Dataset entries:
PR #1643, opened 2020-04-13
image.c: Extract pixel reading loops into macros

nthykier:
With a bit of macro magic, we can collapse the two for-loops
(surrounding the pixel unpacking in image_tostring) into a "simple"
FOREACH_XXBIT_PIXEL statement.  This changes code like:

```c
    for (h = 0; h < surf->h; ++h) {
        Uint32 *ptr = (Uint32 *)DATAROW(
             surf->pixels, h, surf->pitch, surf->h, flipped);
        for (w = 0; w < surf->w; ++w) {
            color = *ptr++;
            ... use color here ...;
        }
    }
```

into:

```c
    FOREACH_32BIT_PIXEL(surf, flipped, color, {
        ... use color here ...;
    });
```

There are 4 variants (one for each of the "bytes per pixel" values
supported).  As an added bonus, we can "hide" the byte-order issue
from 24bit variant in the macro definition.

### DIFF
--- a/src_c/image.c
+++ b/src_c/image.c
@@ -314,13 +314,136 @@ image_get_extended(PyObject *self, PyObject *arg)
     return PyInt_FromLong(GETSTATE(self)->is_extended);
 }
 
+/**
+ * Used by image_tostring to implement the loop over pixels that are
+ * stored in 1 byte (8bit) per pixel.
+ *
+ * It takes the following parameters:
+ *  - surf: The SDL_Surface containing the pixels to loop over
+ *  - flipped: A boolean saying whether we should read the format from
+ *    top to bottom (false) or from bottom to top (true)
+ *  - color_var: The name of a caller defined variable.  This will be
+ *    in each loop iteration to the read color of the current pixel.
+ *    This must be able to handle at least as many bits as the bits
+ *    per pixel (i.e. the XX in FOREACH_XXBIT_PIXEL).  Note that
+ *    Uint32 works fine in all cases.
+ *  - code: A block of code to be executed for each pixel.
+ *
+ * Note that the macro defines some internal (scoped) variables with
+ * the following names: w_, h_, ptr_.  Please avoid using these names
+ * for variables when using the macro to avoid name shadowing or
+ * conflicts.
+ *
+ * The "do { ... } while(0)" is to make this a "statement" requiring
+ * semi-colon (as it looks like one).
+ */
+#define FOREACH_8BIT_PIXEL(surf, flipped, color_var, code) \
+    do { \
+        int w_, h_; \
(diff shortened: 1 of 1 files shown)


nthykier:
This is an alternative solution to #1637 (and would replace that PR if this is accepted).  This variant has two advantages over #1637:

 1. It makes the "same changes" to all the loops (of same pixel size), which reduces the number of chances to introduce bugs (that are not caught by testing).  #1637 had "unique changes" to most variants.
 1. It does not rely on the compiler to handle inlining nor optimizing function pointers due to its use of macros.

Thanks to the latter point, there is no performance regression in this PR compared to #1637.

illume:
Thanks for this. It makes it easier to read. 

This approach (macro approach):
- pro: it's a smaller change.
- pro: It's reduces the code line count (introduces more documentation).
- pro: equivalent speed
- con: macros are not as readable, and machine checkable as functions.

The other approach (function approach):
- pro: it uses functions rather than macros which are easier for people and tools to read.
- pro: further refactoring is easier.
- con: more extensive changes, and without enough tests, there's a higher chance of issues.
- con: slower at the moment. However I feel functions have the potential to beat a macro approach in future refactorings.

Where to go from here?

1. more tests are required to refactor this code safely (for either approach). I suggest we could start on these first.
2. I'm leaning towards your approach with functions, rather than macros. Mainly because I think future refactorings of this approach are easier without macros. I wonder did you try [my suggestion](https://github.com/pygame/pygame/pull/1637#issuecomment-612818946) to see if it's of a similar speed?

nthykier:
To answer your "where to go from here":

1. AFAICT, we are missing tests for `depth != 32`.  Unfortunately, it is not trivial to just loop over the depths and run the existing tests (among other because `tostring` expands the color format to 32bit and the tests assume that the original depth should be used when comparing).  I cannot exactly wrap my head around writing tests to cover the missing parts, so I am stuck there.  The best I can offer is a "round-trip" test a la `s1 -> tostring -> fromstring -> s2; assert s1 == s2`.
2. I have not tested the alternative yet.  I will wait until we have sufficient testing to ensure confidence in the refactoring.

illume:
Some properties we can test:
- output length is w*h*depth_bytes
- round trip: `s1 -> tostring -> fromstring -> s2; assert s1 == s2`.

I guess these formats are also not tested:
- 'RGB'
- 'RGBX'
- 'P'

Some test methods to add...
```
    def test_tostring_depth_8(self):
    def test_tostring_depth_16(self):
    def test_tostring_depth_24(self):
    def test_tostring_fmt_RGB(self):
    def test_tostring_fmt_RGBX(self):
    def test_tostring_fmt_P(self):
```

nthykier:
I will close this leaving #1637 instead.

Issue #1181, opened 2019-07-20
SDL2 RLEACCEL segfault


robertpfeiffer:
This might be related to #721 and #742. I extracted this code from my old game Tower Of Babel as I tried to port it to pygame2, and I realised that I might have used RLEACCEL wrong back in 2014, so this might be low-priority.

Anyway, here is a minimal example of the code that triggers the same bug (you need to download the image file from https://blubbervision.neocities.org/tile-indexed.png to trigger the bug.

```python
import pygame
pygame.init()
screen = pygame.display.set_mode((320,240), pygame.SCALED, 24)
pygame.event.pump()
pygame.display.update()
bg=pygame.Surface((320,240), 24)
bg.set_colorkey((255,0,255), pygame.RLEACCEL)
bg.fill((255,0,255))
#https://blubbervision.neocities.org/tile-indexed.png
tilesheet=pygame.image.load("tile-indexed.png")
TILE=16
tilesheet.set_colorkey((255,0,255))

screen.blit(tilesheet,(0,0))
pygame.display.update()
pygame.time.wait(300)

bg.blit(tilesheet, (0,0))
for x in range(20):
  for y in range(15):
    bg.blit(tilesheet.subsurface(pygame.Rect(x*TILE,y*TILE,TILE,TILE)),(x*TILE,y*TILE))
screen.blit(bg,(0,0))

pygame.display.update()
pygame.time.wait(300)
bg.fill((255,0,255)) # comment this out for segfault 
bg.copy()
pygame.display.update()
```

This crashes on my machine with pygame 2.0-dev3. It doesn't of you remove the RLEACCEL flag.

A related issue might be the correct handling of colorkey on images with alpha transparency or of indexed/paletted images where one of the palette colours has alpha transparency.

robertpfeiffer:
I think we forgot to check for SDL_MUSTLOCK somewhere

nthykier:
This has the same crash signature (backtrace) as #1200.  I think we are better off considering the seg. fault from #1181 and #1200 as the same.

That said, the code snippet here with the `bg.fill((255, 0, 255))` line active fails with a big fat:

```
Traceback (most recent call last):
  File "debugging/gh-1181.py", line 29, in <module>
    bg.fill((255,0,255)) # comment this out for segfault 
pygame.error: SDL_FillRect(): You must lock the surface
```
Which also need fixing.

robertpfeiffer:
[...]

PR #1645, opened 2020-04-14
surf_fill: Add missing locking before calling SDL_FillRect

nthykier:
Spotted in #1181.  I am unsure if I should have used pgSurface_Lock/Unlock instead of SDL_LockSurface/UnlockSurface.  Let me know if I should change that.


nthykier:
I guess #1649 answered my question and appears to be a better solution than this. :)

_EXERCISE:_ Extract each line holding the word "guess" from the records.

_RESPONSE AREA:_
I guess these formats are also not tested:
I guess #1649 answered my question and appears to be a better solution than this. :)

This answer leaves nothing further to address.